(Stored items)
◇ ◇ ◇ ◇ ◇ ◇ ◇

Issue #794, opened 2023-08-17
[BUG] Torii requires Scarb.toml to run 


broody:
**Describe the bug**
Running torii requires scarb.toml to be in current directory

**To Reproduce**
Run torii with valid cli inputs in a directory without a scarb.toml file results in an error about not able to find scarb.toml 
`torii --manifest /path/to/manifest.json --world 0x123`

**Expected behavior**
Be able to run with valid manifest and world address cli input

**Additional context**
Related to this https://github.com/dojoengine/dojo/issues/746

lambda-0x:
i can work on this

PR #800, opened 2023-08-18
refactor(sozo): manifest and world address logic

lambda-0x:
Fix: #794 

it will try to derive path (in specified order) for

`manifest.json` from :

- passed cli argument
- Environment variable (`DOJO_MANIFEST_FILE`)
- `Scarb.toml`'s target directory and profile information

`world_address` from:

- passed cli argument
- Environment variable (`DOJO_WORLD_ADDRESS`)
- `Scarb.toml`'s dojo.tool.env
- manifest.json

### DIFF
--- a/crates/torii/server/src/cli.rs
+++ b/crates/torii/server/src/cli.rs
@@ -51,9 +51,6 @@ struct Args {
 #[tokio::main]
 async fn main() -> anyhow::Result<()> {
     let args = Args::parse();
-    dbg!(&args.manifest);
-    dbg!(&args.world_address);
-
     let subscriber = fmt::Subscriber::builder()
         .with_max_level(tracing::Level::INFO) // Set the maximum log level
         .finish();
--- a/crates/torii/server/src/cli.rs
+++ b/crates/torii/server/src/cli.rs
@@ -48,33 +48,6 @@ struct Args {
     start_block: u64,
 }
 
-fn get_world_address(
-    args: &Args,
-    manifest: &Manifest,
-    env_metadata: Option<&Environment>,
-) -> anyhow::Result<FieldElement> {
-    if let Some(address) = args.world_address {
-        return Ok(address);
-    }
-
-    if let Some(address) = manifest.world.address {
-        return Ok(address);
-    }
-
-    if let Some(world_address) =
-        env_metadata
-            .and_then(|env| env.world_address())
-            .or(std::env::var("DOJO_WORLD_ADDRESS").ok().as_deref())
-    {
-        Ok(FieldElement::from_str(world_address)?)
-    } else {
-        Err(anyhow!(
-            "Could not find World address. Please specify it with --world, or in manifest.json or \
-             [tool.dojo.env] in Scarb.toml"
-        ))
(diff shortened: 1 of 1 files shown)


crates/torii/server/src/cli.rs
```diff
@@ -154,3 +121,73 @@ async fn main() -> anyhow::Result<()> {
...
+        Manifest::load_from_path(manifest_path)?
+    } else if ws.is_some() {
+        let ws = ws.as_ref().unwrap();
+        let target_dir = ws.target_dir().path_existent()?;
+        let target_dir = target_dir.join(ws.config().profile().as_str());
+        let manifest_path = target_dir.join("manifest.json");
+        Manifest::load_from_path(manifest_path)?
+    } else {
+        Manifest::load_from_path(Utf8PathBuf::from("./target/dev/manifest.json"))?
+    };
```
kariy, line 158: Whats the reasoning for defaulting to `target/dev/manifest.json` here?

To assume that `target` dir exists would also to assume that we're already in a `scarb` workspace. Don't think there'd be any situation where `target/dev/` would exists without a `scarb` workspace in the context of Dojo.

 Would be redundant when we already checking if `scarb` exists.

crates/torii/server/src/cli.rs
```diff
@@ -154,3 +121,73 @@ async fn main() -> anyhow::Result<()> {
...
+// else uses scarb manifest to derive path of dojo manifest file,
+// else try to derive manifest path from scarb manifest
+// else try `./target/dev/manifest.json` as dojo manifest path
+//
+// If neither of this work return an error and exit
+fn get_manifest_and_env(
+    args_path: Option<&Utf8PathBuf>,
+) -> anyhow::Result<(Manifest, Option<Environment>)> {
+    // If there is scarb manifest file it shoul
+    let config;
```
kariy, line 137: this var doesn't seem to be used anywhere else apart from the `if` branch below.

crates/torii/server/src/cli.rs
```diff
@@ -154,3 +121,73 @@ async fn main() -> anyhow::Result<()> {
...
+// Use manifest path from cli args,
+// else uses scarb manifest to derive path of dojo manifest file,
+// else try to derive manifest path from scarb manifest
+// else try `./target/dev/manifest.json` as dojo manifest path
+//
+// If neither of this work return an error and exit
+fn get_manifest_and_env(
+    args_path: Option<&Utf8PathBuf>,
+) -> anyhow::Result<(Manifest, Option<Environment>)> {
+    // If there is scarb manifest file it shoul
```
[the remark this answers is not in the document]
lambda-0x: forgot to remove it, will do

crates/torii/server/src/cli.rs
lambda-0x: make sense, will remove

lambda-0x:
(also added environment variables as per @tarrencev's suggestions)

broody:
Works like a charm! ty ser

broody (approved):

Issue #429, opened 2023-06-06
Update dojo-lang plugin_test to output manifest


tarrencev:
Generate a world manifest using the plugin test data and output it to the expected output files:

It can be added here:
https://github.com/dojoengine/dojo/blob/main/crates/dojo-lang/src/plugin_test.rs#L94

That will make it much easier to test / catch changes to the manifest schema.

tarrencev:
Sure that would be great, thank you!

ponderingdemocritus:
@pierrot498 are you still planning on completing this?

lambda-0x:
with some guidance, i think i can tackle this.

PR #804, opened 2023-08-19
test: for verifying changes in manifest file

lambda-0x:
Fixes: #429


crates/dojo-lang/src/manifest_test_crate/Scarb.toml
```diff
@@ -1,4 +1,35 @@
 [package]
-cairo_version = "1.1.0"
-name = "manifest_test"
+cairo-version = "2.1.1"
```
tarrencev, line 2: we can create a symbolic link here to the example ecs rather than copy / pasting it all. ideally we have a much simpler test crate though, that makes it easy to grok changes to the manifest

lambda-0x: added symbolic link.

> we can create a symbolic link here to the example ecs rather than copy / pasting it all. ideally we have a much simpler test crate though, that makes it easy to grok changes to the manifest

the size of manifest file is mostly due to abi stored inside, and abi is mostly big due to it containing alot of types from core cairo as well, so i am not sure if using a simpler test crate would help alot here.

PR #811, opened 2023-08-21
chore(torii): add ClassHash scalar type

broody:


crates/torii/core/Cargo.toml
```diff
@@ -14,6 +14,7 @@ async-trait.workspace = true
 chrono.workspace = true
 dojo-types = { path = "../../dojo-types" }
 dojo-world = { path = "../../dojo-world" }
+torii-graphql = { path = "../graphql" }
```
tarrencev, line 17: I think this creates a cyclic dependency? I would prefer not to include graphql logic in core, even if it means some level of duplication

broody: Ohh make sense now

tarrencev (approved):

PR #812, opened 2023-08-22
fix(torii): treat u128 and u256 as sql text type

broody:


broody:
Torii uses ecs example manifest for testing but the example doesn't cover all types. Will add a dojo project specifically to torii for better test coverage.

PR #1548, opened 2022-06-18
MAINT: Update TXT docs, suggest not using TxtNoLen255

tlimoncelli:
I'm renaming 2 confusing functions:

The confusing names are:

* `TxtNoLen255()` means "no strings that are exactly 255 octets long".  
* `TxtNoLongStrings()` means "no strings longer than 255 octets".

Why is this confusing?  I realized I had used `TxtNoLen255()` in a provider when I had intended to use `TxtNoLongStrings()`.  You can see how they might be confusing.

Therefore, I'm renaming them to be very explicit: `TxtNoStringsExactlyLen255()` and `TxtNoStringsLen256orLonger()`

This change only affects 3 providers: MSDNS, CSCGLOBAL, and INWX.

CC @svenpeter42


tlimoncelli:
@svenpeter42  I apologize for the confusion. I'm going to move the INWX-related part of this to a separate issue.

Issue #1545, opened 2022-06-18
Replace SetTargetTXTString with alternatives


tlimoncelli:
The quote parsing in SetTargetTXTString() doesn't handle escaped quotes. It is also badly named, because it doesn't imply that the string is parsed, which may lead to providers using it accidentally on strings that should not be parsed.

SetTargetTXTString should be depreciated.  Users are better off with the new function SetTargetTXTfromRFC1025Quoted() or simply SetTargetTXT() (single string) or SetTargetTXTs() (multiple strings).

digitalocean, msdns and packetframe are the only providers that use the function.  Please eliminate the use of SetTargetTXTString() when you can.

- [x] Fix DIGITALOCEAN.  @Deraen
- [x] Fix MSDNS.  @tlimoncelli 
- [x] Fix PACKETFRAME.  @hamptonmoore
- [ ] When the above are done, remove the old function from the repo  @tlimoncelli 

To clarify: Most providers should use SetTargetTXT() or SetTargetTXTs().   I've written a longer explanation in `models/t_txt.go`.

tlimoncelli:
@Deraen @hamptonmoore Friendly ping?

Deraen:
It seems like Digitalocean is already done:
https://github.com/StackExchange/dnscontrol/commit/eb4af05d319c1ee6127306cb5b450e8499ded259
https://github.com/StackExchange/dnscontrol/commit/2586e2b611c0054abbc25c15fe64a25d0ee7b51f#diff-b71933063db51c94fac5af976d4589ff5b578d283d1f857cd37676cc5fcd20d2

The tests are passing for me.

(Seems like Packetframe is also using `SetTargetTXT` already.)

tlimoncelli:
Thanks for checking!

Yup!  Looks like we're ready to close this.

PR #1556, opened 2022-06-20
DIGITALOCEAN: Replace SetTargetTXTString use with a new function

Deraen:
Related to #1545

I've run the tests with the change.

### DIFF
--- a/providers/digitalocean/digitaloceanProvider.go
+++ b/providers/digitalocean/digitaloceanProvider.go
@@ -276,7 +276,7 @@ func toRc(domain string, r *godo.DomainRecord) *models.RecordConfig {
 	t.SetTarget(target)
 	switch rtype := r.Type; rtype {
 	case "TXT":
-		t.SetTargetTXTString(target)
+		t.SetTargetTXTfromRFC1035Quoted(target)
 	default:
 		// nothing additional required
 	}


Deraen:
Looks like go fmt check for PRs is broken on CI, this doesn't change formating, and go fmt doesn't output anything for me locally.

tlimoncelli:
@jpbede fixed the CI issue. Thanks for pointing that out!

tlimoncelli:
Before we merge this, I'd like you to try something.

I recently realized that Cloudflare uses `SetTargetTXTfromRFC1035Quoted()` when it should be using SetTargetTXT().  This makes me wonder if other providers made the same mistake.

Sadly I can't think of a way for the integration tests to determine if the wrong function was used.

Does the DO API really return a single string that needs to be parsed?  I looked at the API documentation and it didn't say anything about how they store TXT records.

Could you try your PR using SetTargetTXT() instead?  It might require you to update auditrecords.go and add recordaudit.TxtNoStringsLen256orLonger and recordaudit.TxtNoMultipleStrings.

Thanks!

tlimoncelli:
The problem is that I don't have a good way to explain to people under what situations its best to use (a) SetTargetTXTfromRFC1035Quoted or (b) SetTargetTXT + fix the bugs.  This is my problem to solve.  It's not about you.

The problem is that SetTargetTXTfromRFC1035Quoted will pass all integration tests... yet it is still the wrong choice.

My gut tells me that the right thing to do is:

Go to the web control panel. If it permits you to enter multiple strings, use SetTargetTXTfromRFC1035Quoted.  If it only permits a single string, switch to SetTargetTXT and fix the bugs. (Possibly adding to auditrecord.go to eliminate troublesome edge cases)
 
Sorry for being confusing.  This is kind of a mess and I'm struggling to find a way to put into words the entire situation.  I appreciate your patience.

tlimoncelli:
The changes I made in https://github.com/StackExchange/dnscontrol/pull/1567 might fix this.

tlimoncelli:
Fixed in https://github.com/StackExchange/dnscontrol/pull/1567

PR #1567, opened 2022-06-20
BUGFIX: PopulateFromString should not parse TXT strings

tlimoncelli:
Fixes https://github.com/StackExchange/dnscontrol/issues/1568


tlimoncelli:
I debugged GANDI_V5 and ROUTE53.  Basically I just special-cased TXT and called the parser compatible with SetTargetTXTString()

tlimoncelli:
Well folks.... this is a bit difficult to say but... I think I'm going to cancel this PR.

I've always said "if you have 2 solutions, pick the most simple one".    This PR is getting longer and longer, with more changes and more complexity.  A few days ago I was digging into the diff.go code because changes I made in one place was breaking algorithms in the diff engine.  I was chasing problems left and right. Every time I fixed one bug, I created a bug some place else.

Oh a whim, I decided to revisit the reason this PR was started.  Could we fix the same problem some other way?

The original bug was fixed in https://github.com/StackExchange/dnscontrol/pull/1543 and fundamentally I wanted to make sure that other providers didn't have the same bug. I wanted to add code to make it difficult for future providers to make the same mistake.  This PR is a complex way of doing all that.

The new solution I came up with was a simple document (`docs/testing-txt-records.md`) that tells people how to check to see if the bug exists in their provider.

That is a much more simple solution than this PR.

I realize that people have put a lot of work into this PR already.  Many people have run integration tests, rewritten code, offered new parsers and decoders.   The new code has a lot of good ideas in it, but it is a big change when a small change will do.  I'm grateful to everyone that put in a lot of excellent work on this.  I'm sorry I sent everyone on a while goose chase.

What's next:

* Merge the new solution https://github.com/StackExchange/dnscontrol/pull/1622
* Salvage any useful bits from this PR and merge them in.  I'll file bugs and PRs.
* Everyone should take a look at `docs/testing-txt-records.md` to see if they are affected by this bug.

Again I appreciate all the help with this PR.  I apologize for creating extra work for people.  The bottom line is that this is a better, and less error-prone, solution.

tlimoncelli:
I've salvaged anything useful from this PR and merged them via other PRs.

Closing.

◇ ◇ ◇ ◇ ◇ ◇ ◇

◆ **Aim of the task**
Write the number of lines above that contain the string "confusing", and nothing besides.

◆ **Written solution**
4